Lines from the one containing "state = get_store_state(state, contract_pk)" through the end of the material below should be given again exactly, with no others.

INFORMATION SHOWN>
# # # #
PR #1071, opened 2022-12-08
chore: index only event-based aex9 balances

### LINKED ISSUE #969: Index AEX-N primarly using events

jyeshe:
Closes #969

### DIFF
--- a/lib/ae_mdw/aex9.ex
+++ b/lib/ae_mdw/aex9.ex
@@ -47,10 +47,10 @@ defmodule AeMdw.Aex9 do
       state = get_store_state(state, contract_pk)
 
       state
-      |> Collection.stream(Model.Aex9Balance, {contract_pk, <<>>})
+      |> Collection.stream(Model.Aex9EventBalance, {contract_pk, <<>>})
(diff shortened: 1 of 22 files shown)


thepiwo (approved):
Always love to see more deletions than additions in a refactor, does this also resolve the issues we had in migration?

sborrazas (approved):

jyeshe:
> Always love to see more deletions than additions in a refactor, does this also resolve the issues we had in migration?

Yes, instead of adding synchronization for the optimistic lock conflict, all dry-run code related to contract calls could be removed since it's not a requirement anymore. More kind a `chore` task, thanks for asking.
# # # #
REPLY>
       state = get_store_state(state, contract_pk)
 
       state
-      |> Collection.stream(Model.Aex9Balance, {contract_pk, <<>>})
+      |> Collection.stream(Model.Aex9EventBalance, {contract_pk, <<>>})
(diff shortened: 1 of 22 files shown)


thepiwo (approved):
Always love to see more deletions than additions in a refactor, does this also resolve the issues we had in migration?

sborrazas (approved):

jyeshe:
> Always love to see more deletions than additions in a refactor, does this also resolve the issues we had in migration?

Yes, instead of adding synchronization for the optimistic lock conflict, all dry-run code related to contract calls could be removed since it's not a requirement anymore. More kind a `chore` task, thanks for asking.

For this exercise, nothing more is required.